• [Records from a collection]

PR #3977, opened 2022-10-12
Preselect token in Transfer Funds

### LINKED ISSUE #3970: Opening second TransferFund section, token isn't shown
## Steps to reproduce

Go to safe control
Open a Transfer Funds transaction and validate
Open another one

## Expected behaviour

The token should be preselected

## Actual behaviour

No token preselected

no-sele

willm30:
## Description

This fix ensures that the Token is preselected when opening a new transfer funds tab in Safe Control.

## To test
1. Open two Transfer Funds transaction tabs
2. The second should have the token preselected. 
3. If you use this safe on rinkeby, you'll be able to select an ERC20 token in the safe:
`Safe address: 0x358E6D7C8Fa5e55fc6A0D50E23b875c6c49fF09A`
`Zodiac module address: 0xa838Bd5B1e66fE90fbCb5264D3fd88f2E4e245bB`
4. Select the ERC20. Then switch safes to a safe without that token. The token selector should still be preselected with that safe's native token. 

Basically token should be preselected no matter what you try. If you add / remove a tab, token state should be preserved.

**Changes** 🏗

* Use address in token data as token address and set default to the first token in the safeBalances array
* Remove token address from form state

Resolves #3970

### DIFF
--- a/src/modules/dashboard/components/Dialogs/ControlSafeDialog/AmountBalances/AmountBalances.tsx
+++ b/src/modules/dashboard/components/Dialogs/ControlSafeDialog/AmountBalances/AmountBalances.tsx
@@ -56,10 +56,6 @@ const AmountBalances = ({
   handleChange,
   handleValidation,
 }: Props) => {
-  const [, { value: tokenAddress }] = useField(
-    `transactions.${transactionFormIndex}.tokenAddress`,
-  );
-
   const [
     ,
     { value: selectedTokenData },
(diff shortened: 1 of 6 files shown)


ArmandoGraterol (approved):
Excellent work :ok_hand: Working as expected

jakubcolony (approved):
All working well, good job! 👍

https://user-images.githubusercontent.com/112586815/196546303-a385c5ae-3180-4f43-8c78-dbc0311fc131.mov

PR #3982, opened 2022-10-12
Move Transfer Funds validation to validation schema

willm30:
## Description

- [] TODO write description

**New stuff** ✨

* New stuff goes here

**Changes** 🏗

* Changes go here

**Deletions** ⚰️

* Deletions go here

## TODO

- [ ] Add TODOs


src/modules/dashboard/components/Dialogs/ControlSafeDialog/validation.ts
```diff
@@ -52,14 +57,23 @@ const MSG = defineMessages({
     id: 'dashboard.ControlSafeDialog.validation.invalidAtIndexError',
     defaultMessage: 'Item {idx} is not a valid {type}',
   },
+  insuffienctFundsError: {
+    id: `dashboard.ControlSafeDialog.validation.insuffienctFundsError`,
```
ArmandoGraterol, line 61: Typos here

ArmandoGraterol (commented):
It's working as expected! Something that we should also do is validate when we click the `max` button as right now when I click it after having a wrong amount the error persists:
FireShot Capture 727 - Actions - Colony - wonker - localhost

willm30:
@ArmandoGraterol Good spot, have implemented.

ArmandoGraterol (approved):
Nice work mate! Good to go

jakubcolony (approved):
All working now, nice fix!

I'm just wondering if there should be any additional validation in this case:
image
Both transactions transfer 100% of the balance so clearly one of them must fail. Shouldn't we check that the total from all transactions doesn't exceed the balance?

willm30:
@jakubcolony I think it's a good idea but would double check with @ArmandoGraterol as it might be an example of scope creep that we might wish to avoid.

ArmandoGraterol:
> @jakubcolony I think it's a good idea but would double check with @ArmandoGraterol as it might be an example of scope creep that we might wish to avoid. Maybe create an issue for it in the meantime?

Yeah, this looks like an improvement to me, and when it comes to priority a "nice to have" at most.

PR #3983, opened 2022-10-12
Fix `ProgressBar` threshold in `DefaultMotion`

### LINKED ISSUE #3633: Fix threshold value for `ProgressBar`
## Description 

When voting has been initiated, see the voting progress bar is not displaying any threshold value.

## Expected behavior
Screen Shot 2022-07-14 at 11 55 55 PM

## Actual behavior
Screen Shot 2022-07-14 at 11 54 57 PM

## Steps to reproduce

1. Toggle mining on: http://0.0.0.0:3001/reputation/monitor/toggle
2. Create 1st user and a colony
3. Mint tokens
4. Payout 10 tokens to 1st user
5. Log out
6. Log in, create 2nd user and join the colony
7. Log out
8. Log back in with the 1st user
9. Pay the 10 tokens to the same user
10. Initialize voting reputation
11. Enable voting reputation
12. Toggle mining off: http://0.0.0.0:3001/reputation/monitor/toggle
13. Refresh app
14. By this point, you'll have a colony, with voting reputation enabled, and 2 users, each having 50% of the reputation in said colony

If you need to pass time manually, just use this from the command line:

```
curl -X POST --data '{"jsonrpc":"2.0","method":"evm_increaseTime","params":[3600],"id":1}' localhost:8545

```

This relates to issue #3572

chinins:
## Description

This PR updates threshold calculations for the progress bar threshold

Screenshot 2022-10-12 at 19 13 14

resolves #3633

### DIFF
--- a/src/modules/dashboard/components/ActionsPage/ActionsComponents/DefaultMotion.css
+++ b/src/modules/dashboard/components/ActionsPage/ActionsComponents/DefaultMotion.css
@@ -24,6 +24,10 @@
   width: 116px;
 }
 
+.progressBarContainer > div > div {
+  top: -21.5px;
+}
+
 .voteResultsWrapper {
   margin: 14px 0;
   padding: 17px 23px;
--- a/src/modules/dashboard/components/ActionsPage/ActionsComponents/DefaultMotion.tsx
+++ b/src/modules/dashboard/components/ActionsPage/ActionsComponents/DefaultMotion.tsx
@@ -222,14 +222,16 @@ const DefaultMotion = ({
   const skillRepValue = bigNumberify(
     votingStateData?.votingState?.skillRep || 0,
   ).div(bigNumberify(10).pow(18));
+
   const currentReputationPercent = !totalVotedReputationValue.isZero()
     ? Math.round(
         totalVotedReputationValue.div(skillRepValue).mul(100).toNumber(),
       )
     : 0;
   const thresholdPercent = !skillRepValue.isZero()
-    ? Math.round(threshold.div(skillRepValue).mul(100).toNumber())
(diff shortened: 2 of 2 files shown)


Julianahlk (commented):
When I test this it seems the thresholdPercent is always 70% is this intended? skillRepValue is always 115 and threshold is always 81 as well. Is there a way to test so that the threshold percent does not end up as 70%?

chinins:
> When I test this it seems the thresholdPercent is always 70% is this intended? skillRepValue is always 115 and threshold is always 81 as well.What's the best way to test so that the threshold percent does not end up as 70%?

It should be always the same once you installed and enabled the voting extension - it comes from the setting and then the threshold is calculated on the contracts side based on your skillrep value. If you change reputation in the colony, then the threshold value will change to fit 70%. You can change the percentage in the settings when enabling voting extension (the default value is 70).

Screenshot 2022-10-13 at 08 39 01

I've changed my setting to 60 and now it's 60 although the reputation didn't change and I didn't do anything else in the colony
Screenshot 2022-10-13 at 08 40 04

Hope this clarifies it.

Julianahlk (approved):
> It should be always the same once you installed and enabled the voting extension - it comes from the setting and then the threshold is calculated on the contracts side based on your skillrep value. If you change reputation in the colony, then the threshold value will change to fit 70%. You can change the percentage in the settings when enabling voting extension (the default value is 70).

> I've changed my setting to 60 and now it's 60 although the reputation didn't change and I didn't do anything else in the colony 
Screenshot 2022-10-13 at 08 40 04

> Hope this clarifies it.

Oh I didn't know that! Thank you for explaining. It makes much more sense now. 👍

danbr (approved):
LGTM....

PR #3984, opened 2022-10-12
Remove unused Gnosis Safe libraries and env variables

ArmandoGraterol:
As the title says, we are removing libraries that were added when using the safe core SDK to interact with safes and env variables that correspond to networks that don't have AMBs available.

If you guys can think of any other thing that could be removed that is not used related to the feature, this is a opportunity to point them out :)


chinins (approved):
Very good to clean things up!

willm30 (approved):
LGTM

PR #3995, opened 2022-10-13
Set scroll position to bottom when going back from preview

### LINKED ISSUE #3942: Scroll position to bottom when going back from preview
### Story

As a user, when I click "back" from the transactions preview screen in the SafeControl form, I want to add a new transaction or change something in the transaction without having to scroll down the form again. Therefore, it'd be more convenient if the form is scrolled to the bottom when I click back, rather than starting at the top.

(I think it's more likely a user would want to "add new transaction" after clicking back than changing the safe. Also, given that the user would have been scrolled at the bottom when they navigated to the preview screen, we're effectively remembering their scroll position). 

## Current Behaviour
Scrollbar is always at the top when clicking back

scrolled-top

### Description 

After clicking "back" from the contract preview screen, ensure scroll is set to bottom (which is where the user would have left it when clicking through to the preview). 

- [x] The form is scrolled to the bottom automatically when clicking back from the SafeControl transaction preview screen

Julianahlk:
## Description

This PR adds a small fix so when you click the "back" button from the transaction preview screen and return to the ControlSafe form the scroll position is set to the bottom instead of the top.

scrollbottom

**To Test:**

* Create a few transactions 
* Press Create transaction 
* Once you are in the preview hit  the "back" button 
* Your view should be fixed at the bottom of the screen

Resolves #3942

### DIFF
--- a/src/modules/core/components/Dialog/DialogSection.tsx
+++ b/src/modules/core/components/Dialog/DialogSection.tsx
@@ -1,4 +1,4 @@
-import React, { ReactNode } from 'react';
+import React, { ReactNode, RefObject, forwardRef } from 'react';
 
 import { getMainClasses } from '~utils/css';
 
@@ -18,8 +18,12 @@ interface Props {
   children?: ReactNode;
 }
 
-const DialogSection = ({ appearance, children }: Props) => (
-  <section className={getMainClasses(appearance, styles)}>{children}</section>
+const DialogSection = forwardRef(
+  ({ appearance, children }: Props, ref: RefObject<any>) => (
+    <section ref={ref} className={getMainClasses(appearance, styles)}>
+      {children}
+    </section>
+  ),
 );
 
 export default DialogSection;
--- a/src/modules/core/components/Dialog/DialogSection.tsx
+++ b/src/modules/core/components/Dialog/DialogSection.tsx
@@ -18,12 +18,13 @@ interface Props {
   children?: ReactNode;
 }
 
-const DialogSection = forwardRef(
-  ({ appearance, children }: Props, ref: RefObject<any>) => (
-    <section ref={ref} className={getMainClasses(appearance, styles)}>
-      {children}
-    </section>
-  ),
+const DialogSection = (
+  { appearance, children }: Props,
+  ref: RefObject<any>,
+) => (
+  <section ref={ref} className={getMainClasses(appearance, styles)}>
+    {children}
+  </section>
 );
 
-export default DialogSection;
+export default forwardRef(DialogSection);
--- a/src/modules/dashboard/components/Dialogs/ControlSafeDialog/ControlSafeForm.tsx
+++ b/src/modules/dashboard/components/Dialogs/ControlSafeDialog/ControlSafeForm.tsx
@@ -157,7 +157,7 @@ const ControlSafeForm = ({
   setFieldTouched,
   handleSelectedContractMethods,
 }: FormProps & FormikProps<FormValues>) => {
-  const ref = useRef<HTMLSpanElement>(null);
+  const ref = useRef<HTMLElement>(null);
   const [transactionTabStatus, setTransactionTabStatus] = useState([true]);
   const [prevSafeAddress, setPrevSafeAddress] = useState<string>('');
   const [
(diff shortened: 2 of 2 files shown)


willm30 (changes requested):
Looks to be working in most cases! However, not for Transfer NFT. I'm still seeing the behaviour of the gif I posted in the issue. When it's single tx or when Transfer NFT is the last of multiple.

Julianahlk:
> Looks to be working in most cases! However, not for Transfer NFT. I'm still seeing the behaviour of the gif I posted in the issue. When it's single tx or when Transfer NFT is the last of multiple.

Hey @willm30, After spending a few hours yesterday and today trying to find a solution for this issue and based on your suggestions, I found out that whenever a `SpinnerLoader` is rendered, the form is scrolled to display the loader which overrides calling `scrollIntoView`.  I am not sure how we could prevent the spinner loaders from doing this and I don’t know if we would want to prevent the users from seeing the loaders?

One possible solution, if there are multiple transactions, is to collapse the multiple transactions so the spinners are not displayed and therefore, making the scrollIntoView work as expected. However, this won’t work for the situation of a single transaction as it is not collapsable. 

I don’t think the setTimeout(ref.current.scrollIntoView.bind(ref.current), 0) is a viable solution because the setTimeOut has to be set to last longer than the loader in the form. 

Let me know your thoughts.

willm30:
@Julianahlk When moving back to the NFT preview, there should be no spinner loader displayed. This has been fixed https://github.com/JoinColony/colonyDapp/pull/3998. Would you mind rebasing on this branch and seeing if that solves your problem? 

Great work by the way figuring that out. I'll have to quiz you in detail about your debugging strategy!

Julianahlk:
> @Julianahlk When moving back to the NFT preview, there should be no spinner loader displayed. This has been fixed #3998. Would you mind rebasing on this branch and seeing if that solves your problem?

Yes! I rebased off your branch in #3998 and the issue seems to haven been fixed now. Can you please test it again when you have a chance? Thanks again for your help and suggestions.

previewbottom

willm30:
@Julianahlk I will look at not showing the loader when clicking back in the contract interaction section. It should be fine but it's a bit tricky since we're using a bunch of effects and I need to be careful I don't break anything else.

willm30:
@Julianahlk Was easier than I expected. Can you rebase off this pr https://github.com/JoinColony/colonyDapp/pull/4030 and confirm it now works for contract interaction?

willm30:
Note that the rinkeby safe transaction endpoint has been deprecated, which means the transfer funds and transfer nft sections will not work with a rinkeby safe. I think it's fine to not worry about these for now, given they were working previously. Should only need to confirm the contract interaction and raw tx sections

willm30:
Alternatively, you could comment out the code that prevents you from moving to-from the preview just for testing, e.g. error components and the button's disabled logic.

Julianahlk:
> @Julianahlk Was easier than I expected. Can you rebase off this pr #4030 and confirm it now works for contract interaction?

After I rebased I can confirm all transactions are working now, specifically the contract interaction and raw transactions. 
contractinteractionandraw
cnotractandraw2

willm30 (approved):
Working for me! Good job.

chinins (approved):
Looking good. Have you tried adding ref to DialogSection instead of span? It seems that it might work without extra span element...

Julianahlk:
> Looking good. Have you tried adding ref to DialogSection instead of span? It seems that it might work without extra span element...

@chinins I added the ref to the DialogSection. Can you please check if this is what you were thinking of? Thanks 😉.

Julianahlk:
> > Looking good. Have you tried adding ref to DialogSection instead of span? It seems that it might work without extra span element...
> 
> @chinins I added the ref to the DialogSection. Can you please check before I merge if this is what you were thinking of ? Thanks 😉.

chinins:
> @chinins I added the ref to the DialogSection. Can you please check if this is what you were thinking of? Thanks 😉.

I think that this is a better solution but I'm also open to what other people think.

Julianahlk:
> > @chinins I added the ref to the DialogSection. Can you please check if this is what you were thinking of? Thanks 😉.
> 
> I think that this is a better solution but I'm also open to what other people think.

Any thoughts @ArmandoGraterol, @willm30? :)

ArmandoGraterol (approved):
Looks good to me :) 

The only thing I would change is to wrap the export of `DialogSection` with the `forwardRef` instead of the component assignment so that it looks less convoluted but that's just my opinion

ArmandoGraterol:
> > wrap the export of `DialogSection` with the `forwardRef`
> 
> @ArmandoGraterol , I made the change. Let me know if that's what you had in mind. wink Thanks.

That's it! Thank you Juliana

• [Task prompt] Your job is to return all lines above that hold the word "side".

• [Solved exercise]
It should be always the same once you installed and enabled the voting extension - it comes from the setting and then the threshold is calculated on the contracts side based on your skillrep value. If you change reputation in the colony, then the threshold value will change to fit 70%. You can change the percentage in the settings when enabling voting extension (the default value is 70).
> It should be always the same once you installed and enabled the voting extension - it comes from the setting and then the threshold is calculated on the contracts side based on your skillrep value. If you change reputation in the colony, then the threshold value will change to fit 70%. You can change the percentage in the settings when enabling voting extension (the default value is 70).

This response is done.